This nuclear-fueled battery can power devices for thousands of years
What's the story
A team of researchers from the University of Bristol and the UK Atomic Energy Authority (UKAEA) has successfully developed the world's first carbon-14 diamond battery.
The groundbreaking energy source could power devices for thousands of years, providing a sustainable and efficient solution.
Additionally, the remarkable versatility of the carbon-14 diamond battery makes it ideal for a wide range of applications.
Functionality
How does the carbon-14 diamond battery work?
The innovative battery works by harnessing the radioactive decay of carbon-14, a commonly used isotope in radiocarbon dating, to generate electricity.
The process is similar to solar panels converting light into power, but instead, it uses fast-moving electrons from radioactive decay.

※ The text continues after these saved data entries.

PR #643, opened 2026-07-26
Bank landing pages, Play listing rewrite, and a parser-history content miner

sarim2000:
Four related pieces of distribution work. Each stands alone; the middle two are coupled (the website renders what the parser generates).

## 1. Play Store listing

The listing advertised **"90+ banks across 16 countries"** while the registry had grown to **141 across 23** — we were selling 64% of what the app does.

| | Before | After |
|---|---|---|
| Title | `PennyWise AI - Expense Tracker` | `PennyWise: SMS Expense Tracker` (30/30) |
| Short | no UPI, no "SMS" | `Auto-track UPI & bank SMS…` (78/80) |
| Coverage | 90+ banks / 16 countries | **141 / 23** |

The battery's core is encased in diamond, one of the hardest known materials, which safely traps radiation and converts it into power.
This unique design ensures safety while producing low levels of electricity over an extended period.
Durability
Impressive lifespan and safety
The carbon-14 diamond battery has an incredible lifespan, thanks to the half-life of carbon-14 being 5,700 years. This implies that even after thousands of years, the battery will have half of its power.
Sarah Clark, UKAEA's Director of Tritium Fuel Cycle, emphasized the innovation's sustainability and safety.
She said "diamond batteries offer a safe, sustainable way to provide continuous microwatt levels of power. They are an emerging technology that uses a manufactured diamond to safely encase small amounts of carbon-14."
Uses
Potential applications in healthcare and space
The carbon-14 diamond battery has a wide range of potential applications, especially in sectors where traditional power sources are impractical.
In the healthcare sector, it could revolutionize medical implants like pacemakers, hearing aids, ocular devices by eliminating the need for frequent replacements.
The batteries are also ideal for space missions and remote Earth locations as they can power spacecrafts, satellites, and even radio frequency (RF) tags for decades.
Waste management
A sustainable solution to nuclear waste
The carbon-14 in these batteries comes from graphite blocks, a byproduct of nuclear fission reactors.
This novel method not only offers a practical application for radioactive waste but also minimizes the cost and difficulty of safe storage.
The UK alone has almost 95,000 tons of graphite blocks.
The team from UKAEA and the University of Bristol uses a plasma deposition rig, a specialized device, to grow the diamond structure.